Directions for this task: Go through the entries below from the first line and transcribe each one exactly, ending with the line that contains "A Pokemon can".

[Collected data entries]

..........

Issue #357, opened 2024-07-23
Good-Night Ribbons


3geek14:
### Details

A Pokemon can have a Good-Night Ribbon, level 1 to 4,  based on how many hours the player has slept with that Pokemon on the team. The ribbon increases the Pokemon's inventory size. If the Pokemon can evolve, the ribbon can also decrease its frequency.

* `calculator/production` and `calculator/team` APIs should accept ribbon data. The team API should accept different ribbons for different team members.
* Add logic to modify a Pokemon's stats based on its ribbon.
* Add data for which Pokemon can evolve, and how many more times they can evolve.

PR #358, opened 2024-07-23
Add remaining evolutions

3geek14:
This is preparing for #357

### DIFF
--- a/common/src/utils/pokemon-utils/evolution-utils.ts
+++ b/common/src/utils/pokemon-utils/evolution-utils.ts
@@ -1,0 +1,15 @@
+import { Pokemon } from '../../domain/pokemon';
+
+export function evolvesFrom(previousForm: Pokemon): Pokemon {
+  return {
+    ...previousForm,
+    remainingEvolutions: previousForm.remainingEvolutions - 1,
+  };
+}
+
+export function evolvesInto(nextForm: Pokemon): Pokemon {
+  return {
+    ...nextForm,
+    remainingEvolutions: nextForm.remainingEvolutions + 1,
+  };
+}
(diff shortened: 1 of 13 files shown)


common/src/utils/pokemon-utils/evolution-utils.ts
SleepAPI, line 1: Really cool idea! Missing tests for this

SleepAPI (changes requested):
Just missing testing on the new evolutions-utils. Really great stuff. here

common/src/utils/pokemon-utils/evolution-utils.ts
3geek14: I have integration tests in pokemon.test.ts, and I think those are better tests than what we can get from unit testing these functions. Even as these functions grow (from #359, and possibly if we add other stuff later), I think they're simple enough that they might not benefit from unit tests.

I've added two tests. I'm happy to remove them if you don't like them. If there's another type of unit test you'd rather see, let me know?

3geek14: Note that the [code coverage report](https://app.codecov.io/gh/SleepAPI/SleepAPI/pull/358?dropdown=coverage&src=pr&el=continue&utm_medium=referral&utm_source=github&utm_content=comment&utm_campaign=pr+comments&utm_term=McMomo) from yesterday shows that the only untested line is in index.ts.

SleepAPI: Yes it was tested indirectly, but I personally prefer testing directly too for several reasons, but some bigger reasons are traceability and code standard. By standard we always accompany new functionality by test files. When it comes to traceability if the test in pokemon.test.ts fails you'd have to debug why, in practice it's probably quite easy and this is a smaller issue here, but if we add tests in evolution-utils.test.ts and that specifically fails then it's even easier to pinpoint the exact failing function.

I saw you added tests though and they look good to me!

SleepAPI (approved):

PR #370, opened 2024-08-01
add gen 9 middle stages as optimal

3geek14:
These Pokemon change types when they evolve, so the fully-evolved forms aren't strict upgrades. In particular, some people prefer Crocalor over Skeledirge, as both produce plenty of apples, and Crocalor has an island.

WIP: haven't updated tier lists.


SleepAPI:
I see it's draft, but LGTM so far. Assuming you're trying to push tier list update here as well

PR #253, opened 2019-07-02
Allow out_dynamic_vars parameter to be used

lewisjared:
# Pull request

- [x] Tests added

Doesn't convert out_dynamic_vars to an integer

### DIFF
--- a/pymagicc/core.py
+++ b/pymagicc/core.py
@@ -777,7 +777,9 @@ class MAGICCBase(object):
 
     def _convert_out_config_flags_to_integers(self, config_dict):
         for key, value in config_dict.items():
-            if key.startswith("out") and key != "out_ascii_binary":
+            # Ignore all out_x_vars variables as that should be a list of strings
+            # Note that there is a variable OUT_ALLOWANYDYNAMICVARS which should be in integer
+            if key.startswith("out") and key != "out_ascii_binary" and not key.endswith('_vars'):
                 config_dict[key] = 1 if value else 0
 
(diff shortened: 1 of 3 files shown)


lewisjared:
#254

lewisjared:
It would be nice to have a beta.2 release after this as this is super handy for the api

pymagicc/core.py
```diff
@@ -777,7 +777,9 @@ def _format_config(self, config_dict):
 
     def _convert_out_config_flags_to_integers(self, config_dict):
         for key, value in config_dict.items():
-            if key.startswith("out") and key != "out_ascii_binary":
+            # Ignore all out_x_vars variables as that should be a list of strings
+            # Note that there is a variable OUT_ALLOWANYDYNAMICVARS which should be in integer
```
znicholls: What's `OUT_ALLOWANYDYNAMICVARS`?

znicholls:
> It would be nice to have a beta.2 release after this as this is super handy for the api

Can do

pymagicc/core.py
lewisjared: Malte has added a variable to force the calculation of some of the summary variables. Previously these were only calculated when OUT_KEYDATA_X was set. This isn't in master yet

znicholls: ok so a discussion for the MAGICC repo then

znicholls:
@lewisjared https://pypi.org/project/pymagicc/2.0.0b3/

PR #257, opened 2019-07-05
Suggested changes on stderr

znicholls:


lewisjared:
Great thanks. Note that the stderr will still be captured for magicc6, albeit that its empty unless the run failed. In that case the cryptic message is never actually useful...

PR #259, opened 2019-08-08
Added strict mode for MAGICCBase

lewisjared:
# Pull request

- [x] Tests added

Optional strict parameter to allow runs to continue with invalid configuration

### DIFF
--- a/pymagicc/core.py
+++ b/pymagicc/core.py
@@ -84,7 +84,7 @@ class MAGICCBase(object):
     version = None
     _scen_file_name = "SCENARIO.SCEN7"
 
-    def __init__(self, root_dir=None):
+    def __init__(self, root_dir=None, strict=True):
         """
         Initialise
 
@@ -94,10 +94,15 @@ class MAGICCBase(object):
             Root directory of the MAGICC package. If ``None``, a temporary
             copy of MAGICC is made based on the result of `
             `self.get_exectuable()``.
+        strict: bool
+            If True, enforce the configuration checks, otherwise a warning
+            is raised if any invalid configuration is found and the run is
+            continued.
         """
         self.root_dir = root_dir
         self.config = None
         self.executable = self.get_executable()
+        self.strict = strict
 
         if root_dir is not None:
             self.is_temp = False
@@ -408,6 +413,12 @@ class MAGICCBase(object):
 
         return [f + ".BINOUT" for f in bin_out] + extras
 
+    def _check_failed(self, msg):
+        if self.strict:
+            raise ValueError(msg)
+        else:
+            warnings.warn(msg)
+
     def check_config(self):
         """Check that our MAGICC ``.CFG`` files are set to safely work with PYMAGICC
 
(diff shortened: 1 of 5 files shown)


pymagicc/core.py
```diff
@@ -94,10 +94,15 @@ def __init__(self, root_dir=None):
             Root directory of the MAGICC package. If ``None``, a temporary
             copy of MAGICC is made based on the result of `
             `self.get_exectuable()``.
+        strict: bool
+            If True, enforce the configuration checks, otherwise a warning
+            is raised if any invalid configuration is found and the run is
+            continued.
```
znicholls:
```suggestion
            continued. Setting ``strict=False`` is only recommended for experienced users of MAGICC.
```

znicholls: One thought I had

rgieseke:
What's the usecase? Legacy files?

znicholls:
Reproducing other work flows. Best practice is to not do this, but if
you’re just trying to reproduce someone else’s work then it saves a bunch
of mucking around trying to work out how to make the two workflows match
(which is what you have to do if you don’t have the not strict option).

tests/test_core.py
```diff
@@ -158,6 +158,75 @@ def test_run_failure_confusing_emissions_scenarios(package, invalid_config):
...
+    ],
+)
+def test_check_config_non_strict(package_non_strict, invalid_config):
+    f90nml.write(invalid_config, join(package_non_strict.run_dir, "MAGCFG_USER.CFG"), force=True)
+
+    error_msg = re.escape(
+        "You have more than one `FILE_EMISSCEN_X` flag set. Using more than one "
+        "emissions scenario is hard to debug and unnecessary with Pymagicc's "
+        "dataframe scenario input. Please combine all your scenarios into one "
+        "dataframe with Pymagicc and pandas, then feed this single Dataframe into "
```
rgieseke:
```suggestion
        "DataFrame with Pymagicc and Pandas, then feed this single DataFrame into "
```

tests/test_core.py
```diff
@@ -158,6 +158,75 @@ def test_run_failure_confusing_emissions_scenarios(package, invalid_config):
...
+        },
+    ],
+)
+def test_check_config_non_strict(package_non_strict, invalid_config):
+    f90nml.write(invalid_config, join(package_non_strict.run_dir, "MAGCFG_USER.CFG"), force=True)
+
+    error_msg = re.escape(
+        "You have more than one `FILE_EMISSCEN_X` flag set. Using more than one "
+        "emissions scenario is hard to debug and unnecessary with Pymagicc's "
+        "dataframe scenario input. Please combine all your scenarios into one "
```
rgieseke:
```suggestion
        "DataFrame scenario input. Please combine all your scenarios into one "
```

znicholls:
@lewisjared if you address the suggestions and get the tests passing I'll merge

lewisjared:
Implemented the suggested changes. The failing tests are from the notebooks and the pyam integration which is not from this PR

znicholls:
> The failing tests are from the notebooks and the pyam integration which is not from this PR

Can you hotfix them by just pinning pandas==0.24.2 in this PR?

..........

Answer to this exercise:
Issue #357, opened 2024-07-23
Good-Night Ribbons


3geek14:
### Details

A Pokemon can have a Good-Night Ribbon, level 1 to 4,  based on how many hours the player has slept with that Pokemon on the team. The ribbon increases the Pokemon's inventory size. If the Pokemon can evolve, the ribbon can also decrease its frequency.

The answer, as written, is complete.